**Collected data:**
=== Section Start ===

PR #4366, opened 2021-08-13
Terminal: fix some shell command execution

### LINKED ISSUE #4365: Terminal will crash in some special enviroment
# Enviroment
OS: MacOS(Catalina)
Terminal: bash(embed)
PocketMine-MP: 2782af7e22b2c25b79cca15587233b6eadd854ab

Since 2782af7e22b2c25b79cca15587233b6eadd854ab use typed property, `tput xxx`  may return string|null but not only string, and it will crash the server, and `tput sitm` return null in my system(terminal).

Blackjack200:
## Introduction
sometimes tput return null back, and because PM4 use typed property in Terminal now, so it will leading a crash.
### Relevant issues
* Fixes #4365 
### API changes
no
### Behavioural changes
very small impact(can ignore)
## Backwards compatibility
no

## Tests
use this pr, start up a server to reproduce crash, the crash disappeared, i think that it just like php behavior before Terminal use typed property (null will convert null to string(0) "" in string concat)

### DIFF
--- a/src/utils/Terminal.php
+++ b/src/utils/Terminal.php
@@ -109,7 +109,7 @@ abstract class Terminal{
 	}
 
 	protected static function executeShell(string $command) : string{
-		return (string) shell_exec($command);	
+		return (string) shell_exec($command);
 	}
 
 	protected static function getEscapeCodes() : void{
--- a/src/utils/Terminal.php
+++ b/src/utils/Terminal.php
@@ -108,42 +108,46 @@ abstract class Terminal{
 		self::$COLOR_WHITE = "\x1b[38;5;231m";
 	}
 
+	protected static function executeShell(string $command) : string{
+		return (string) shell_exec($command);	
+	}
+
 	protected static function getEscapeCodes() : void{
-		self::$FORMAT_BOLD = `tput bold`;
-		self::$FORMAT_OBFUSCATED = `tput smacs`;
-		self::$FORMAT_ITALIC = `tput sitm`;
-		self::$FORMAT_UNDERLINE = `tput smul`;
+		self::$FORMAT_BOLD = self::executeShell('tput bold');
+		self::$FORMAT_OBFUSCATED = self::executeShell('tput smacs');
+		self::$FORMAT_ITALIC = self::executeShell('tput sitm');
+		self::$FORMAT_UNDERLINE = self::executeShell('tput smul');
 		self::$FORMAT_STRIKETHROUGH = "\x1b[9m"; //`tput `;
 
-		self::$FORMAT_RESET = `tput sgr0`;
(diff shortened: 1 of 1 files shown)


dktapps:
That's interesting. I wonder why PHPStan doesn't detect this.

src/utils/Terminal.php
```diff
@@ -108,42 +108,46 @@ protected static function getFallbackEscapeCodes() : void{
...
-			self::$COLOR_GRAY = $colors >= 256 ? `tput setaf 145` : `tput setaf 7`;
-			self::$COLOR_DARK_GRAY = $colors >= 256 ? `tput setaf 59` : `tput setaf 8`;
-			self::$COLOR_BLUE = $colors >= 256 ? `tput setaf 63` : `tput setaf 12`;
-			self::$COLOR_GREEN = $colors >= 256 ? `tput setaf 83` : `tput setaf 10`;
-			self::$COLOR_AQUA = $colors >= 256 ? `tput setaf 87` : `tput setaf 14`;
-			self::$COLOR_RED = $colors >= 256 ? `tput setaf 203` : `tput setaf 9`;
-			self::$COLOR_LIGHT_PURPLE = $colors >= 256 ? `tput setaf 207` : `tput setaf 13`;
-			self::$COLOR_YELLOW = $colors >= 256 ? `tput setaf 227` : `tput setaf 11`;
-			self::$COLOR_WHITE = $colors >= 256 ? `tput setaf 231` : `tput setaf 15`;
+			self::$COLOR_BLACK = (string) ($colors >= 256 ? `tput setaf 16` : `tput setaf 0`);
```
dktapps, line 126: why not using executeShell for this too?

Blackjack200: because this is complex expression, we don't need to force cast them to string twice

dktapps:
I'm actually wondering why we have this `tput` mess at all. It's doing exactly the same thing that `getFallbackEscapeCodes` is doing, but in a more complicated way. In addition, it sticks with the colour scheme of the first terminal to open the CLI, which can cause colour breakage (e.g. ssh from xterm vs xterm256 shell still uses 8-color terminal).

Blackjack200:
> I'm actually wondering why we have this `tput` mess at all. It's doing exactly the same thing that `getFallbackEscapeCodes` is doing, but in a more complicated way. In addition, it sticks with the colour scheme of the first terminal to open the CLI, which can cause colour breakage (e.g. ssh from xterm vs xterm256 shell still uses 8-color terminal).

time to use a php ansi library like https://github.com/bramus/ansi-php ?

dktapps:
No, that's overkill. But I am thinking we could probably just remove the `getEscapeCodes()` function and rely exclusively on `getFallbackEscapeCodes()`.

=== Section End ===

Write the opening line of the data above and every line after it, exactly, stopping once you have written the line with "PocketMine-MP: 2782af7e22b2c25b79cca15587233b6eadd854ab".

**ANSWER SECTION:**
PR #4366, opened 2021-08-13
Terminal: fix some shell command execution

### LINKED ISSUE #4365: Terminal will crash in some special enviroment
# Enviroment
OS: MacOS(Catalina)
Terminal: bash(embed)
PocketMine-MP: 2782af7e22b2c25b79cca15587233b6eadd854ab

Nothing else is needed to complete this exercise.